All of lore.kernel.org
 help / color / mirror / Atom feed
From: Alexander Fomichev <fomichev.ru@gmail.com>
To: Hillf Danton <hdanton@sina.com>
Cc: Mel Gorman <mgorman@suse.de>,
	linux-kernel@vger.kernel.org, dmaengine@vger.kernel.org,
	linux@yadro.com, Peter Zijlstra <peterz@infradead.org>
Subject: Re: [RFC] Scheduler: DMA Engine regression because of sched/fair changes
Date: Wed, 19 Jan 2022 15:55:13 +0300	[thread overview]
Message-ID: <20220119125513.bpnf563tjc2u6g47@yadro.com> (raw)
In-Reply-To: <20220118020448.2399-1-hdanton@sina.com>

On Tue, Jan 18, 2022 at 10:04:48AM +0800, Hillf Danton wrote:
> On Mon, 17 Jan 2022 20:44:19 +0300 Alexander Fomichev wrote:
> > On Mon, Jan 17, 2022 at 10:27:01AM +0000, Mel Gorman wrote:
> > > > 1) You're right. When options "noverify=1" and "polling=1" are used.

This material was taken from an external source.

PR #2398, opened 2024-08-30
Wizard: Align revisit buttons

regexowl:
This aligns Revisit step buttons on the Review step with the second column of description lists.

> > > > then no performance reducing occurs.
> > > 
> > > How about just noverify=1 on its own? It's a stronger indicator that
> > > cache hotness is a factor.
> > > 
> > 
> > With "noverify=1 polled=0" the performance reduction is only 10-20%,
> > but still exists.
> > 
> > -----< v5.15.8-vanilla >-----
> > [17057.866760] dmatest: Added 1 threads using dma0chan0
> > [17060.133880] dmatest: Started 1 threads using dma0chan0
> > [17060.154343] dmatest: dma0chan0-copy0: summary 1000 tests, 0 failures 49338.85 iops 3157686 KB/s (0)
> > [17063.737887] dmatest: Added 1 threads using dma0chan0
> > [17065.113838] dmatest: Started 1 threads using dma0chan0
> > [17065.137659] dmatest: dma0chan0-copy0: summary 1000 tests, 0 failures 42183.41 iops 2699738 KB/s (0)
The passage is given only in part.